It depends on the council, of course, but it's quite likely that they
won't want to deviate from the local plan so if you want to develop
outside the designated envelope you will probably have quite a fight on
your hands. It also depends on whether they have identified sufficient
development sites to cover the predicted new housing requirements of the
area - if so you could also be in trouble.
One of the reasons that they can deviate from the plan is if there is a
lack of affordable housing for local residents in the area. Your
low-cost housing is a good bit of planning gain but I doubt that the
council will want to own them - have a word with a local housing
An eco house was built near where my parents live - it's almost
completely burried in the ground. I think the original application was
rejected by the city council but it was granted planning permission on
appeal to Prezza - the eco credentials plus the minimal impact on the
vicinty (it is barely visible) made the case.
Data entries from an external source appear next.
PR #1088, opened 2024-10-29
Fixes for "Feature/more seaice fields ts"

travissluka:
- the logic in `does_variable_exist()` was wrong and was causing an MPI deadlock. Switched to using the built-in fms `file_exist()` and `field_exist()` instead
- The file read logic was wrong if category ice variables were present but no aggregate ice variables were present (it resulted in trying to read  an ice restart file with no registered fields, which FMS does not like apparently)
- the aggregate ice variables are renamed (`sea_ice_area_fraction`, `sea_ice_thickness` and `sea_ice_snow_thickness`) and some places in the code were changed to always assume 2D shape instead of 3D
- hofx3d test no longer uses freeboard (until we care enough to update UFO )
- the two fields_metadata files were merged (I don't want to maintain two). There was a discrepancy in the aggregate variable io names, so the old aggregated cice names in the restart files were changed to match what is in the new gdas file (`aice_h` instead of `aicen`, etc.)

This will address https://github.com/JCSDA-internal/soca/issues/1087


guillaumevernieres (approved):
Thanks for doing this @travissluka . No clue why all the tests are failing.

PR #1134, opened 2025-02-11
Update icepack version

### LINKED ISSUE #1119: Update icepack version
It would be good to update icepack version used with soca to a more recent one (e.g. one that's currently used in UFS).

I looked into what changes are made in this fork in the tag that [EMC is currently using](https://github.com/JCSDA-internal/Icepack/commits/73136ee8dcdbe378821e540488a5980a03d8abe6/), and the only needed changes are for ecbuild, so updating technically should be fairly easy (pick a commit off the CICE-Consortium/Icepack and cherry-pick ecbuild changes on top). 

First, is that something others are OK with, and do we need to discuss which CICE-Consortium/Icepack tag to update to?

Second, how do we do this better? Manually update more often? (I don't mind doing this myself every once in a while). Forget about this repo, the ecbuild wrappers and somehow build without them? (I don't know how).

@guillaumevernieres, @travissluka, @Dooruk.

shlyaeva:
## Description

Updates icepack hash to [3792520](https://github.com/cice-consortium/icepack/tree/3792520561cf9419082ef41f9f0dffd03edf2e43) and changes the calling code in Soca2Cice accordingly.

For the low res soca2cice test here, the only changes are in the ice/snow surface temperature. That's not surprising, given that `icepack_itd` now additionally takes freezing temperature (computed now in Soca2Cice as `icepack_liquidus_temperature`, similar to how @guillaumevernieres coded it for zero ice case).

### Issue(s) addressed

Fixes https://github.com/JCSDA-internal/soca/issues/1119

## Testing

orion/gnu; ctest in soca.
TBD: intel/hera; high res case

### DIFF
--- a/src/soca/VariableChange/Soca2Cice/soca_ciceutils_mod.F90
+++ b/src/soca/VariableChange/Soca2Cice/soca_ciceutils_mod.F90
@@ -8,7 +8,7 @@ module soca_ciceutils_mod
 use kinds, only: kind_real
 use netcdf
 use fckit_mpi_module, only: fckit_mpi_comm
-use icepack_itd
+use icepack_itd, only: aggregate_area
 use soca_utils, only: nc_check
 use soca_geom_mod, only: soca_geom
 use mpp_domains_mod, only : mpp_update_domains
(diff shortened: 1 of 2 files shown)


guillaumevernieres (approved):
Thanks @shlyaeva

travissluka (approved):

PR #1143, opened 2025-03-27
Make soca2cice more robust

shlyaeva:
## Description

Coupled model and/or CICE doesn't love it when there's absurdly thin ice in some categories. CICE fails in this case, usually with picard nonconvergence failure.

This PR makes the initial conditions more robust wrt this feature by removing ice when ice volume is small (fix proposed and used by Phil Pegion previously). Ideally we'd move this ice to a different category instead of just zapping it, but this solution is good enough for now.

More details in https://github.com/NOAA-EMC/GDASApp/issues/1575

## Testing

Tested on hera with intel:
- soca2cice test in soca.
- high-res coupled experiments. More than 20/30 ensemble forecasts were failing with picard nonconvergence when using initial conditions post-processed with soca2cice on develop. All of them are running fine with this fix. The ice concentration differences are minimal compared between the two branches.

### DIFF
--- a/src/soca/VariableChange/Soca2Cice/soca_soca2cice_mod.F90
+++ b/src/soca/VariableChange/Soca2Cice/soca_soca2cice_mod.F90
@@ -272,6 +272,7 @@ end subroutine shuffle_ice
 !> clean-up the CICE state
 !!
 subroutine cleanup_ice(self, geom, xm)
+  use fckit_log_module,   only: fckit_log
   class(soca_soca2cice), intent(inout) :: self
   type(soca_geom), target, intent(in)  :: geom
   type(soca_state),      intent(inout) :: xm
@@ -290,6 +291,8 @@ subroutine cleanup_ice(self, geom, xm)
 
   type(atlas_field) :: tocn, socn, aice, hice, hsno
   real(kind=kind_real), pointer :: data_tocn(:,:), data_socn(:,:), data_aice(:,:), data_hice(:,:), data_hsno(:,:)
+  character(255) :: msg
+  integer :: count_thinice
 
   ! get fields from atlas
   tocn = xm%afieldset%field("sea_water_potential_temperature")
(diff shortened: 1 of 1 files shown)


src/soca/VariableChange/Soca2Cice/soca_soca2cice_mod.F90
```diff
@@ -391,12 +395,34 @@ subroutine cleanup_ice(self, geom, xm)
         if (icepack_warnings_aborted()) then
            call abor1_ftn("Soca2Cice: icepack aborted during cleanup_itd")
         endif
+        ! remove ice if ice volume is less than 0.00001: empirical hack
```
guillaumevernieres, line 398: HOOOoooo!!!! I'm shocked! :scream:

guillaumevernieres (approved):
Thanks for the quick fix @shlyaeva !

src/soca/VariableChange/Soca2Cice/soca_soca2cice_mod.F90
```diff
@@ -391,12 +395,34 @@ subroutine cleanup_ice(self, geom, xm)
...
+            self%cice%tsfcn(i,j,k) = Tf
+          endif
+        enddo
         ! re-compute aggregates = analysis that is effectively inserted in the restart
         data_aice(1, idx) = sum(self%cice%aicen(i,j,:))
         data_hice(1, idx) = sum(self%cice%vicen(i,j,:))
         data_hsno(1, idx) = sum(self%cice%vsnon(i,j,:))
      end do
   end do
+  if (count_thinice > 0) then
```
travissluka, line 421: how often do we expect this to happen? If a lot, would this flood the log and would it be better to add a flag somewhere to turn off the warning?

shlyaeva: That's why I'm only printing it once [per mpi task] with total stats, and not every time it happens. So unless you're running with thousands of MPI tasks, shouldn't be too bad. I can also switch to another log that would only print on task 0 if it's a concern.

shlyaeva: I also don't mind just removing the log altogether, let me know.

travissluka: ah yep. (just realized i forgot my coffee this morning)

travissluka (approved):

PR #1161, opened 2025-05-20
Bugfix for Soca2Cice: use correct mask to mask out points on land

### LINKED ISSUE #1160: Soca2Cice is using incorrect mask to remove ice over land
## Description

Soca2Cice is effectively removing ice close to the coast, especially evident in the Canadian Archipelago in winter. This is because it's using umask from the restart files to remove ice "over land" (except it turns out it's not really over land).

I'm working on a fix.

shlyaeva:
## Description

Soca2Cice on develop is effectively removing ice close to the coast, especially evident in the Canadian Archipelago in winter. This is because it's using umask from the restart files to remove ice "over land" (except it turns out it's not really over land).

This is fixing it by using the mask from the geometry to mask out points on land. Some code that is no longer used is removed.

### Issue(s) addressed

Fixes #1160 

Test from a winter high-res experiment:
CICE restart background:
bg
Raw SOCA increment:
soca_inc
CICE restart analysis (result of ConvertState using Soca2Cice and increment above) - CICE restart background, on develop (note coastlines pattern):
restan_restbg_diff_dev
CICE restart analysis - CICE restart background, with this branch:
restan_restbg_diff_fix

### DIFF
--- a/src/soca/VariableChange/Soca2Cice/soca_ciceutils_mod.F90
+++ b/src/soca/VariableChange/Soca2Cice/soca_ciceutils_mod.F90
@@ -17,14 +17,6 @@ use mpp_mod, only : mpp_gather, mpp_root_pe, mpp_pe
 implicit none
 private
 
-type, public :: agg_cice_state
-   real(kind=kind_real),  allocatable :: aice(:)
-   real(kind=kind_real),  allocatable :: lon(:)
-   real(kind=kind_real),  allocatable :: lat(:)
-   integer,  allocatable :: ij(:,:)
-   integer :: n_src
-end type agg_cice_state
-
 type, public :: cice_state
    integer :: ncat, ni, nj, ice_lev, sno_lev
    integer :: isc, iec, jsc, jec   ! compute domain
@@ -43,9 +35,7 @@ type, public :: cice_state
    real(kind=kind_real),  allocatable :: qice(:,:,:,:)   ! volume-weighted ice enthalpy
    real(kind=kind_real),  allocatable :: qsno(:,:,:,:)   ! volume-weighted snow enthalpy
    real(kind=kind_real),  allocatable :: sice(:,:,:,:)   ! volume-weighted ice bulk salinity
-   real(kind=kind_real),  allocatable :: iceumask(:,:)
    real(kind=kind_real),  allocatable :: aice(:,:)       ! total ice concentration
-   type(agg_cice_state):: agg
 contains
   procedure :: init => soca_ciceutils_init
   procedure :: alloc => soca_ciceutils_alloc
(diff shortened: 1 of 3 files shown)


shlyaeva:
Note: the `convertstate_soca2cice` test output has changed slightly, but the output files show no difference. I don't understand why the test output in the log has changed.

guillaumevernieres (approved):
I'm a bugvloper.
Thanks @shlyaeva !

src/soca/VariableChange/Soca2Cice/soca_ciceutils_mod.F90
```diff
@@ -301,25 +277,9 @@ subroutine soca_ciceutils_read(self, geom)
...
-           call aggregate_area (self%aicen(i,j,:), &
-                                self%aice(i,j), aice0)
-           self%agg%lon(cnt) = geom%lon(i,j)
-           self%agg%lat(cnt) = geom%lat(i,j)
-           self%agg%aice(cnt) = self%aice(i,j)
-           self%agg%ij(1,cnt) = i
-           self%agg%ij(2,cnt) = j
-           cnt = cnt + 1
-        end if
+       call aggregate_area(self%aicen(i,j,:), self%aice(i,j), aice0)
```
shlyaeva, line 282: I understand why the test reference changed. This computation (total ice concentration) used to happen only for the values that were not masked by the incorrect mask, and now it's happening for all gridpoints. The result of this computation is used in shuffling. On develop, incorrectly, some points that were eligible for shuffling did not have correct values. That's now resolved.

Tested this hypothesis by using develop and moving this call outside of the if statement; the test reference changed to what is used in this PR.

Dooruk (approved):

Dooruk:
So, I tested my sandbox 3dvar diffusion setup with 5 different JEDI builds, with the same adt, insitu, sst, and sea-ice (north & south) observations. Essentially everything is identical except the JEDI builds from:

February 
March
April
May x2 (latest build today)

My `norm reduction`s or `residual norms` in OOPS logs are identical between these builds and I see @shlyaeva made quite some changes to seaice part and I see test references are changing. Are my results expected?

**Edit:** After thinking for more than 10 seconds, I guess most if not all changes are in the soca2cice part?

shlyaeva:
@Dooruk since soca2cice is only used in postprocessing after Var, I wouldn't expect the norm reduction in var to be affected by this, which is consistent with your runs.

Dooruk:
> @Dooruk since soca2cice is only used in postprocessing after Var, I wouldn't expect the norm reduction in var to be affected by this, which is consistent with your runs.

Thanks, that occurred to me as I pressed send. I guess all of your changes have been pertaining the postprocessing part then, right? Over the past few months*

shlyaeva:
@Dooruk yes

PR #1162, opened 2025-05-29
Change halo sizes to match localization lengthscales

shlyaeva:
## Description

https://github.com/JCSDA-internal/ufo/pull/3710 adds a check on halo size and localization lengthscale to avoid user errors of specifying halo sizes that are smaller than localization lengthscale.

This fixes soca tests to specify halo size that is large enough. Test references have changed since now LETKF assimilates all the obs that are supposed to be assimilated, unlike on develop.


bhuang95 (approved):
Looks good. Thanks!

guillaumevernieres (approved):

kbhargava (approved):
looks good to me 🎉

PR #1169, opened 2025-06-06
Adjust SST in Soca2Cice

shlyaeva:
## Description

Adjusts SST when adding ice increment if `update SST` is set to true (it is by default now):
- if ice is removed, average current SST with SST from the nearby gridpoints without ice, and limit the increment to `max positive SST update` (1C by default)
- if ice is added, make SST a weighted average of current SST with freezing temperature (weights are based on ice concentration).

A new exciting way to do coupled covariances 🩹 

## Testing

I'll post results from the high-res runs once ready.

### DIFF
--- a/src/soca/VariableChange/Soca2Cice/Soca2Cice.h
+++ b/src/soca/VariableChange/Soca2Cice/Soca2Cice.h
@@ -51,6 +51,11 @@ class Soca2Cice: public VariableChangeBase {
     oops::Parameter<RescaleParameters> rescale{"rescale prior",
       "Option to rescale sea ice in the ice pack zone (where ice concentration"
       " > seaice edge)", {}, this};
+    oops::Parameter<bool> adjustSST{"update SST",
+      "Option to update sea surface temperature", true, this};
+    oops::Parameter<double> sstDiffMax{"max positive SST update",
+      "Maximum update to sea surface temperature (K)", 1.0, this,
+      {oops::minConstraint(0.0)}};
   };
 
   // ---------------------------------------------------------------------------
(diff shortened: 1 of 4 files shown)


src/soca/VariableChange/Soca2Cice/Soca2Cice.h
```diff
@@ -51,6 +51,11 @@ class Soca2Cice: public VariableChangeBase {
     oops::Parameter<RescaleParameters> rescale{"rescale prior",
       "Option to rescale sea ice in the ice pack zone (where ice concentration"
       " > seaice edge)", {}, this};
+    oops::Parameter<bool> adjustSST{"update SST",
```
guillaumevernieres, line 54: :fire_extinguisher:

guillaumevernieres (approved):
:+1:

shlyaeva:
I ran a 3 day experiment using the updated Soca2Cice both for 3dVar increment, and for the recentering increments. Here's a representative example of changes to SST:
postprocessed ice increment:
Screenshot 2025-06-11 at 6 36 20 AM
postprocessed SST increment (includes changes here and other SST postprocessing changes that @guillaumevernieres added recently):
Screenshot 2025-06-11 at 6 36 27 AM

At least for this period it's mostly cooling temperatures where ice is added in the analysis. The max absolute difference is 0.4 degrees, the scale on the plot is: [-0.1, 0]

kbhargava (approved):
Thanks @shlyaeva ! Haven't tested the said feature but the code looks good and builds fine without breaking anything :)

shlyaeva:
Thank you so much for merging @kbhargava !

PR #1171, opened 2025-06-21
Update LETKF test reference

shlyaeva:
## Description

Updates LETKF test reference.

The results changed due to https://github.com/JCSDA-internal/oops/pull/2874 where the order of H(x) computations has changed. Prior to https://github.com/JCSDA-internal/oops/pull/2874 H(x) for ensemble members was computed before H(x) for ensemble mean, and after https://github.com/JCSDA-internal/oops/pull/2874 it's the opposite.  `letkf_split` tests in soca use the `Thinning` obs filter. The behavior of randomization depends on the order of the `Thinning` filter calls, so after https://github.com/JCSDA-internal/oops/pull/2874 the thinning for the ensemble mean (that's used for LETKF QC) has changed. I have verified that that's the reason for changed results by hacking `ufo::Thinning` to reset the seed at every call, in this case results prior and post https://github.com/JCSDA-internal/oops/pull/2874 are unchanged.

Where are these developers doing it? Last year was the lower house building
figures since the early 1920s, yet the big builders made record profits. The
government launched an investigation, via Kate Barker, as to why so few
houses are being built. It seems the developers are bribing people not to
It has been happening where I live too - but not budozing Victorian
terraces, simply putting up two or three houses under the guise of making
one affordable home ( what affordable at 180K for a 2 bed box with 20ft of
garden in rural Cornwall?) and the council had been allowing it.
Its just greed.
That I could stomach. I don't mind some phosphate and nitrate polluted
farmer's field succumbing to houses. It is the permanent loss of some of the
most beautiful Victorian Gothic houses that I'm angry about.
But those "most beautiful Victorian Gothic houses" were probably put up
by the Barratt Homes of their day. Probably 80% of Conservation Areas
are just yet another lot of Victorian spec-build and if they can be
redeveloped to provide more housing then I'd much rather this happened
than it being forced out into areas where there are no shops, no PT, no
other facilities and car ownership is therefore all but mandatory.
It's a strange thing about Conservative politicians: suggest closing a
steelworks or coal mine and severely impacting a community and they'll
be all in favour of it, claiming that it's just market forces at work.
Suggest replacing a couple of Victorian villas by a block of flats and
they suddenly believe that the state knows best. If market forces were
allowed to operate we'd have more housing being built, and with the
removal of an artificial shortage developers would have to work harder
to deliver good quality.
Tony Bryer SDA UK 'Software to build on' http://www.sda.co.uk
Free SEDBUK boiler database browser http://www.sda.co.uk/qsedbuk.htm
Excellent post. The term Jerry Built was from a Victorian builder named
Jerry Bros. It is the draconian planning act that is the problem, closely
followed by the land being in the hands of a few people. The artificial
shortage prevents market forces serving the people. There should be little
requirement for publicly subsidised housing, which takes an enormous amount
of taxpayers money each year, if the free market was to reign. And better
competition would mean better designs and quality and far cheaper house
prices. In short, solve the land/planning problems and many ills are also
solved. Land is the root cause of many of the country's problems and if
tackled even our taxes will drop.
The large landowners spend millions each year in propaganda to convince us
we are short of land (a downright lie, as we have a surplus) and that
subsidised fields, by great expense from our taxes again, should be left and
we are all rammed into tight urban spaces.
Your are out of date. Its no longer commercially viable to use heavy
fertilizers on crops.
Round here they get a quick dusting of herbicide, and a little
fungicide, and the weeds grow alongside em.
A rotation takes care of butrient.
It is not greed. The country is short of millions of homes. The problem is
that we are not allowed to build on subsidised fields. That is the problem.
If we were allowed to build on boring fields then garden in-fills and the
likes would not happen.
Like the five acres of field I have just bought which borders my existing
smallholding and the lane ( I own) that allows access to it?
There is already one house next to me - built in the 1980's. That will be
the last within a five acre radius in my lifetime.
There are no mains services ( gas or drains) in the village down the road
from me - I too am outside the current building line - and the storm
drains cant take whats thrown at them already.
We may need that land you want to build on to house the millions to feed
the bloody hoards in a minute.
Well when someone actually makes that clear to me ( ie starts saying grow on
this land , not build on it) then I will put it under cultivation. Its just
a nature reserve at the moment ( not a managed one I might add.)
The previous owner was a "part time" farmer and put a few cows in the field
every now and then ( like once a year) and cut it to hay in the summer.
I havent done anything yet.
No need to. No need to grow anything on it either as we pay farmers not to
produce. You should not have to go to these extremes to maintain your
quality of life. Change the planning system/land ownership and what you are
understandable doing will be a thing of the past.